Correcting these errors is challenging.
Neural networks are considered to be black boxes that are difficult to analyze and understand. However, to improve the model, engineers must understand failure cases and dive deep into the specifics of what the model has learned.
The model is represented by a set of weights and one can visualize what each specific neuron is trying to detect. For example, the first layers of the Starship network are activated according to standard patterns such as horizontal and vertical edges.

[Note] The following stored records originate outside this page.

PR #681, opened 2025-07-24
fix: fix GTF stepper for human accession (#679)

mvdbeek:
closes https://github.com/galaxyproject/brc-analytics/issues/679 ... for now. I could see human being a frequently used test case for anyone discovering the site, so important that we fix this in a timely fashion.

Screenshot 2025-07-24 at 18 57 50


d-callan:
there were three other organisms in the list of things we didnt find gtf files for. are those suffering a similar problem? id like to understand how we got here better before doing this..

d-callan:
GCF_000001405.40
GCF_018416015.1
GCF_002986195.1
GCF_002986165.1

frano-m (approved):
LGTM @mvdbeek!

The next block of layers reveals more complex textures, while the higher layers reveal car parts and full objects.
Technical debt took on a different meaning with machine learning models. Engineers are continuously improving architectures, optimization processes, and datasets. As a result, the model becomes more accurate. However, changing the detection model for the better does not necessarily guarantee success in the overall behavior of the robot.
There are dozens of components that use the output of object detection models, each of which requires different precision and levels of recollection that are set based on the existing model. However, the new model may work differently in different ways. For example, the probability distribution of the output may be biased to higher values or wider. While average performance is better, they can be worse for a particular group like big cars. To avoid these obstacles, the team calibrates the probabilities and checks the regressions on multiple stratified datasets.
Monitoring trainable software components presents a different set of challenges than monitoring standard software. Little care is taken about lock time or memory usage, as they are mostly constant.
However, the shift of the data set becomes a primary concern – the distribution of data used to train the model differs from that in which the model is currently deployed.
For example, electric scooters driving on sidewalks can suddenly occur. If the model does not take this class into account, the model will have difficulty classifying it correctly. The information derived from the object detection module will not match other sensory information, which will result in seeking help from human operators and thus slowing down delivery.
Neural networks allow Starship robots to be safe at road crossings by avoiding obstacles like cars and on sidewalks by understanding all the different directions people and other obstacles can choose to go.
Starship robots achieve this by using cheap hardware that poses many engineering challenges, but makes robot deliveries a strong reality today. Starship robots make real deliveries seven days a week in several cities around the world, and we are glad to see how our technology continuously brings people increased comfort in their lives.